Hawkish remarks by Fed officials heighted the appeal of the US dollar Monday and led the reserve currency to advance against all of the major currencies expect for the British pound. As a result, the high yielding Australian and New Zealand dollar took the biggest plunge against the greenback. Falling commodity prices led the Canadian dollar to rack up losses as the USD/CAD pair rose to 1.028 ahead of the Bank of Canada rate decision tomorrow. On the other side of the spectrum, the carry appeal of the Swiss franc and Japanese Yen was overridden by Fed rate calls as the currencies fell to 1.0275 and 106.3 against the dollar, respectively. Finally, the euro turned from six week highs when it slipped 100bp against the greenback.
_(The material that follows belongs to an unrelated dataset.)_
PR #3024, opened 2021-07-03
[fix #3017] Annotate company completion kinds

### LINKED ISSUE #3017: company-mode now supports icons, but CIDER's backend needs adjusting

New York Fed President Timothy Geithner and Dallas Fed President Richard Fisher stoked speculation that the Fed may raise the benchmark interest rate this year as they called for ‘tighter monetary policy’ in order to stave off upside inflation risks. However, this wasn’t the typical hawkish rumblings as the policy makers were referring not to the US alone, but to the broader global economy. What’s more, a portion of Geithner’s speech ran in the FT Monday morning; and the central banker suggested a more established regulatory global framework be created to ensure major banks – on which the financial markets’ health depend upon – do not see run see problems resembling that of Bear Stearns or Northern Rock. On the economic front, the April pending home sales report marked its sharpest month-over-month increase since October 2001. The 6.3 percent improvement countered expectations of a contraction in purchases and brought the overall level of sales to its highest level in six months. On the other hand, the annualized figure was still deep in the red and the consistency of deterioration in leading housing sales, inflation, inventory and construction data has left the market skeptical on the promise in this indicator.
Fed chatter helped curb a follow through from Friday’s plunge, with Lehman Brothers adding to the mix as they posted a higher-than-expected 2.8B in losses for the second quarter. By the end of the session however, the DJIA rose 70.51 points to 12,280.32 points, with McDonald’s and Alcoa leading the winnings board. Among the broader indices, the S&P500 picked up 1.08 points to hold off at 1,361.76 points amid 326 stocks falling to a new 52 week low.
Upside inflation risks continue to boost the appeal of US Treasuries, with investors moving out of risk-free bonds as the risk of a Fed hike later this year builds. As a result, the benchmark 10-Year yield rose to 4.029 percent from 3.926 percent, while the 2-Year yield surged to a 12 year high of 2.727 percent from 2.389 percent.
Looking forward, the trade physical report may spur bearish sentiment for the US dollar as economists expect the deficit to widen to $59.6B from $58.2B. However, greenback trading may feel larger ripples from the Bank of Canada’s rate decision as market participants compare the direction of Canadian interest rates against those of the US as the former is expected to cut by 25bp to 2.75 percent.